Where sharing a primitive across code that’s otherwise encapsulated becomes useful is with e.g. caching. Creating multiple instances of a cached primitive will create multiple caches, but if the getter is used instead in that case then multiple services will share the cache.
So, there are many trade offs with respect to how partitions are configured and how primitives are configured and constructed. Atomix allows vey fine grained control over how memory and threads are used, but that creates challenges in the API.
That’s why it’s best to start to just either get or build a single reference to a primitive and use it.
toni
@digevil
Jul 25 2018 12:34
@kuujo thank you so much
last question, now i have a 3 node cluster, with 3 partition raft partition group, i build a atomic map and a atomic lock and a atomic document tree one after another, all looks good, then i tried to operate the 3 primitives one by one, and the map and lock works, but the tree doesn't work, and i got exception like this:
20:32:31.276 [raft-server-raft-partition-1-state] WARN i.a.protocols.raft.roles.LeaderRole - RaftServer{raft-partition-1}{role=LEADER} - An unexpected error occurred: {}
io.atomix.primitive.PrimitiveException$ServiceException: null
at io.atomix.primitive.service.impl.DefaultServiceExecutor.apply(DefaultServiceExecutor.java:185) ~[atomix-primitive-3.0.0-rc3.jar:na]
at io.atomix.primitive.service.AbstractPrimitiveService.apply(AbstractPrimitiveService.java:112) ~[atomix-primitive-3.0.0-rc3.jar:na]
at io.atomix.protocols.raft.service.RaftServiceContext.applyCommand(RaftServiceContext.java:492) ~[atomix-raft-3.0.0-rc3.jar:na]

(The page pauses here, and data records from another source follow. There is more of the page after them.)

PR #3847, opened 2015-09-08
CDAP-3527 Add first drop of Business Metadata dataset.

henry-cask:
This PR is created to help share internally about the new datasets for Business Metadata.

Added new system dataset for Business Metadata called BusinessMetadataDataset that internally backed by IndexedTable to support inverted index search for value and key:value columns.


bdmogal:
LGTM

at io.atomix.protocols.raft.service.RaftServiceContext.executeCommand(RaftServiceContext.java:464) ~[atomix-raft-3.0.0-rc3.jar:na]
at io.atomix.protocols.raft.impl.RaftServiceManager.applyCommand(RaftServiceManager.java:756) ~[atomix-raft-3.0.0-rc3.jar:na]
at io.atomix.protocols.raft.impl.RaftServiceManager.lambda$apply$12(RaftServiceManager.java:400) ~[atomix-raft-3.0.0-rc3.jar:na]
at java.util.concurrent.Executors$RunnableAdapter.call(Executors.java:511) ~[na:1.8.0_131]
at java.util.concurrent.FutureTask.run(FutureTask.java:266) ~[na:1.8.0_131]
at java.util.concurrent.ScheduledThreadPoolExecutor$ScheduledFutureTask.access$201(ScheduledThreadPoolExecutor.java:180) ~[na:1.8.0_131]
at java.util.concurrent.ScheduledThreadPoolExecutor$ScheduledFutureTask.run(ScheduledThreadPoolExecutor.java:293) ~[na:1.8.0_131]
at java.util.concurrent.ThreadPoolExecutor.runWorker(ThreadPoolExecutor.java:1142) ~[na:1.8.0_131]
at java.util.concurrent.ThreadPoolExecutor$Worker.run(ThreadPoolExecutor.java:617) ~[na:1.8.0_131]
at java.lang.Thread.run(Thread.java:748) ~[na:1.8.0_131]
Johno Crawford
@johnou
Jul 25 2018 13:47
@digevil did you try with rc5?
Jordan Halterman
@kuujo
Jul 25 2018 17:34
@digevil code? Which DocumentTree operation failed? This is a warning in a Raft state machine logging an exception, but it should have been propagated back to the client and caused an exception there. There are no known bugs in any of the primitives in rc3 or later. Wondering if there’s an AtomicDocumentTree method that’s not tested.

Sometimes state machines may also throw exceptions that are handled by the client. What matters is what the client sees.

This should be reproducible with the code that caused it.